Write the records out once more, exactly as they appear below.

**** Source material ****

PR #5295, opened 2020-10-21
feat(pubsub)!: share connections for publishers

### LINKED ISSUE #5266: Allow applications to share Stub and gRPC channels in Publisher/Subscriber
As currently defined a `pubsub::Publisher` is bound to a specific topic, that is probably the "Right Thing":tm: but it is done by binding the underlying `pubsub::PublisherConnection` to a specific topic too, which means applications cannot share gRPC resources (stubs, channels, sockets) across `Publishers`.

That seems less than ideal, the application should have better control of what resources are bound to what.  Indirectly they do, because gRPC shares sockets with the same attributes, even if created by different channels, but that seems a bit awkward to depend on.

The proposed changes in `pubsub::Publisher` are:

```cc
namespace pubsub = google::cloud::pubsub;

void NewStyleP(pubsub::Topic t1, pubsub::Topic t2) {
  auto connection = pubsub::MakePublisherConnection();
  auto p1 = pubsub::Publisher(
    t1, pubsub::PublisherConfig{}, connection);
  auto p2 = pubsub::Publisher(
    t2, pubsub::PublisherConfig{}, connection);
  p1.Publish(...); // no change
  p2.Publish(...); // no change
}

void CurrentStyleP(pubsub::Topic t1, pubsub::Topic t2) {
  // Sharing is indirect, the application has to reason about gRPC internals to figure out what is going on.
  auto p1 = pubsub::Publisher(pubsub::MakePublisherConnection(t1, pubsub::PublisherConfig{}));
  auto p2 = pubsub::Publisher(pubsub::MakePublisherConnection(t2, pubsub::PublisherConfig{}));
  p1.Publish(...); // no change
  p2.Publish(...); // no change
}
```

We would need similar changes in the `Subscriber`.

coryan:
**BREAKING CHANGE:**

* Allow sharing connections between multiple `pubsub::Publisher` objects.
  Creating a `pubsub::PublisherConnection` no longer requires a `pubsub::Topic`
  or the `pubsub::PublisherOptions`, these are now parameters for the
  `pubsub::Publisher` constructor.

Fixes #5266

---
This change is [Reviewable](https://reviewable.io/reviews/googleapis/google-cloud-cpp/5295)

### DIFF
--- a/CHANGELOG.md
+++ b/CHANGELOG.md
@@ -11,7 +11,7 @@ are close enough to a GA release that we think highlighting them is important.
 
 * Allow sharing connections between multiple `pubsub::Publisher` objects.
   Creating a `pubsub::PublisherConnection` no longer requires a `pubsub::Topic`
-  or the `pubsub::PublisherOptions`, these are now parameters for the
+  or the `pubsub::PublisherOptions`. These are now parameters for the
   `pubsub::Publisher` constructor.
 
 * Rename `pubsub::SubscriptionOptions` to `pubsub::SubscriberOptions` as these
--- a/CHANGELOG.md
+++ b/CHANGELOG.md
@@ -9,6 +9,11 @@
 While the Pub/Sub library is not GA, and breaking changes are to be expected, we
 are close enough to a GA release that we think highlighting them is important.
 
+* Allow sharing connections between multiple `pubsub::Publisher` objects.
+  Creating a `pubsub::PublisherConnection` no longer requires a `pubsub::Topic`
+  or the `pubsub::PublisherOptions`, these are now parameters for the
+  `pubsub::Publisher` constructor.
+
 * Rename `pubsub::SubscriptionOptions` to `pubsub::SubscriberOptions` as these
   are bound to a specific subscriber object.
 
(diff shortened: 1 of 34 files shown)


CHANGELOG.md
```diff
@@ -9,6 +9,11 @@
 While the Pub/Sub library is not GA, and breaking changes are to be expected, we
 are close enough to a GA release that we think highlighting them is important.
 
+* Allow sharing connections between multiple `pubsub::Publisher` objects.
+  Creating a `pubsub::PublisherConnection` no longer requires a `pubsub::Topic`
+  or the `pubsub::PublisherOptions`, these are now parameters for the
```
devbww, line 14: s/, these/. These/

google/cloud/pubsub/publisher_connection.h
```diff
@@ -61,18 +61,17 @@ class PublisherConnection {
 
   /// Wrap the arguments for `Publish()`
   struct PublishParams {
-    Message message;
+    google::pubsub::v1::PublishRequest request;
   };
```
devbww, line 66: Remove extra blank line after following deletion?

devbww (approved):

****

* Answer area
PR #5295, opened 2020-10-21
feat(pubsub)!: share connections for publishers

### LINKED ISSUE #5266: Allow applications to share Stub and gRPC channels in Publisher/Subscriber
As currently defined a `pubsub::Publisher` is bound to a specific topic, that is probably the "Right Thing":tm: but it is done by binding the underlying `pubsub::PublisherConnection` to a specific topic too, which means applications cannot share gRPC resources (stubs, channels, sockets) across `Publishers`.

That seems less than ideal, the application should have better control of what resources are bound to what.  Indirectly they do, because gRPC shares sockets with the same attributes, even if created by different channels, but that seems a bit awkward to depend on.

The proposed changes in `pubsub::Publisher` are:

```cc
namespace pubsub = google::cloud::pubsub;

void NewStyleP(pubsub::Topic t1, pubsub::Topic t2) {
  auto connection = pubsub::MakePublisherConnection();
  auto p1 = pubsub::Publisher(
    t1, pubsub::PublisherConfig{}, connection);
  auto p2 = pubsub::Publisher(
    t2, pubsub::PublisherConfig{}, connection);
  p1.Publish(...); // no change
  p2.Publish(...); // no change
}

void CurrentStyleP(pubsub::Topic t1, pubsub::Topic t2) {
  // Sharing is indirect, the application has to reason about gRPC internals to figure out what is going on.
  auto p1 = pubsub::Publisher(pubsub::MakePublisherConnection(t1, pubsub::PublisherConfig{}));
  auto p2 = pubsub::Publisher(pubsub::MakePublisherConnection(t2, pubsub::PublisherConfig{}));
  p1.Publish(...); // no change
  p2.Publish(...); // no change
}
```

We would need similar changes in the `Subscriber`.

coryan:
**BREAKING CHANGE:**

* Allow sharing connections between multiple `pubsub::Publisher` objects.
  Creating a `pubsub::PublisherConnection` no longer requires a `pubsub::Topic`
  or the `pubsub::PublisherOptions`, these are now parameters for the
  `pubsub::Publisher` constructor.

Fixes #5266

---
This change is [Reviewable](https://reviewable.io/reviews/googleapis/google-cloud-cpp/5295)

### DIFF
--- a/CHANGELOG.md
+++ b/CHANGELOG.md
@@ -11,7 +11,7 @@ are close enough to a GA release that we think highlighting them is important.
 
 * Allow sharing connections between multiple `pubsub::Publisher` objects.
   Creating a `pubsub::PublisherConnection` no longer requires a `pubsub::Topic`
-  or the `pubsub::PublisherOptions`, these are now parameters for the
+  or the `pubsub::PublisherOptions`. These are now parameters for the
   `pubsub::Publisher` constructor.
 
 * Rename `pubsub::SubscriptionOptions` to `pubsub::SubscriberOptions` as these
--- a/CHANGELOG.md
+++ b/CHANGELOG.md
@@ -9,6 +9,11 @@
 While the Pub/Sub library is not GA, and breaking changes are to be expected, we
 are close enough to a GA release that we think highlighting them is important.
 
+* Allow sharing connections between multiple `pubsub::Publisher` objects.
+  Creating a `pubsub::PublisherConnection` no longer requires a `pubsub::Topic`
+  or the `pubsub::PublisherOptions`, these are now parameters for the
+  `pubsub::Publisher` constructor.
+
 * Rename `pubsub::SubscriptionOptions` to `pubsub::SubscriberOptions` as these
   are bound to a specific subscriber object.
 
(diff shortened: 1 of 34 files shown)


CHANGELOG.md
```diff
@@ -9,6 +9,11 @@
 While the Pub/Sub library is not GA, and breaking changes are to be expected, we
 are close enough to a GA release that we think highlighting them is important.
 
+* Allow sharing connections between multiple `pubsub::Publisher` objects.
+  Creating a `pubsub::PublisherConnection` no longer requires a `pubsub::Topic`
+  or the `pubsub::PublisherOptions`, these are now parameters for the
```
devbww, line 14: s/, these/. These/

google/cloud/pubsub/publisher_connection.h
```diff
@@ -61,18 +61,17 @@ class PublisherConnection {
 
   /// Wrap the arguments for `Publish()`
   struct PublishParams {
-    Message message;
+    google::pubsub::v1::PublishRequest request;
   };
```
devbww, line 66: Remove extra blank line after following deletion?

devbww (approved):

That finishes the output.